Задача ей предстояла тяжкая. Ведь она должна была отнять у сестры, как она искренне верила, главное ее утешение, сообщить ей об Эдварде подробности, которые, думала она со страхом, могут навеки уронить его во мнении Марианны; ведь та, разумеется, не замедлит обнаружить в ее положении сходство с собственным, в мыслях чрезвычайно усилит это сходство, неверно его истолкует и со всей силой воскресит свое горе. Но тягостную эту обязанность выполнить было тем не менее необходимо, и Элинор поспешила к сестре.

Она не собиралась останавливаться на собственных чувствах или описывать свои страдания: лишь власть над собой, которую она неизменно сохраняла с той минуты, когда узнала о помолвке Эдварда, могла что-то сказать о них Марианне. Рассказ Элинор был кратким и ясным. И хотя совсем сохранить бесстрастие она все же не сумела, но не сопровождала свою речь ни бурным волнением, ни неистовыми сетованиями. Чего нельзя сказать о ее слушательнице: Марианна смотрела на сестру с ужасом и безудержно рыдала. Элинор была осуждена утешать других не только в их горе, но и в своем собственном. Она всячески настаивала, что переносит его спокойно, и старалась доказать, что Эдвард ни в чем, кроме опрометчивости, не повинен.

Однако Марианна довольно долго не желала верить ни тому, ни другому. Эдвард представлялся ей вторым Уиллоби, а раз уж Элинор призналась, что любила его всем сердцем, значит, и муки ее столь же велики! Люси же Стил казалась ей до того противной, до того неспособной покорить сколько-нибудь чувствительного молодого человека, что сначала она никак не хотела поверить в пусть и угасшую любовь Эдварда к подобной девице, а затем отказывалась найти ему извинение. Нет, нет, как можно хотя бы говорить, что это вполне естественно! И Элинор перестала ее убеждать, понимая, что признать, насколько это естественно, она сумеет, лишь когда ей будет дано лучше узнать человеческую натуру.

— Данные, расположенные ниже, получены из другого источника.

PR #1127, opened 2025-03-19
Draft: simplify internal_itp

oscardssmith:
to match https://github.com/SciML/NonlinearSolve.jl/pull/548 (although this also fixes `k2` to `2` since paying for a Floating point pow is expensive. 

Do not merge until https://github.com/SciML/NonlinearSolve.jl/pull/548 is merged.

### DIFF
--- a/src/internal_itp.jl
+++ b/src/internal_itp.jl
@@ -36,78 +36,59 @@ function SciMLBase.solve(prob::IntervalNonlinearProblem{IP, Tuple{T, T}}, alg::I
     ϵ = eps(T)
     if iszero(fl)
         return SciMLBase.build_solution(prob, alg, left, fl;
-            retcode = ReturnCode.ExactSolutionLeft, left = left,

Она едва успела сказать про помолвку Эдварда с Люси и о том, сколько времени они были помолвлены, как Марианна дала волю своим чувствам, и Элинор, вместо того чтобы излагать события в их последовательности, очень долго успокаивала ее, умоляла не принимать все так близко к сердцу и опровергала обвинения, сыпавшиеся на Эдварда. Наконец Марианна вернулась к предмету разговора, спросив:

— Но как давно тебе было известно об этом, Элинор? Он тебе написал?

— Четыре месяца. Когда Люси в ноябре приехала в Бартон-парк, она очень скоро под секретом рассказала мне про свою помолвку.

Взгляд Марианны выразил изумление, для которого она не сразу нашла слова. После долгого молчания она воскликнула:

— Четыре месяца! Ты знала об этом уже четыре месяца?

Элинор кивнула.

— Как! Все время, пока ты ухаживала за мной в моем горе, ты хранила в сердце такую тайну? И я еще упрекала тебя в том, что ты счастлива!..

— Но сказать тебе тогда, насколько ты ошибаешься, было невозможно.

— Четыре месяца! — вновь вскричала Марианна. — И ты была так спокойна! Так весела! Но откуда брались у тебя силы?

— Из сознания, что я исполняю свой долг. Я обещала Люси сохранить ее тайну, а потому обязана была избегать всего, что могло бы намекнуть на истинное положение вещей, и я не имела права причинять моим близким и друзьям тревогу, рассеять которую было бы не в моей власти.

Марианну это, казалось, глубоко поразило.

— Мне часто хотелось разуверить тебя и маму, — добавила Элинор. — И раза два я пыталась. Но убедить вас, не нарушив оказанного мне доверия, я не сумела.

— Четыре месяца!.. И ты ведь его любила!..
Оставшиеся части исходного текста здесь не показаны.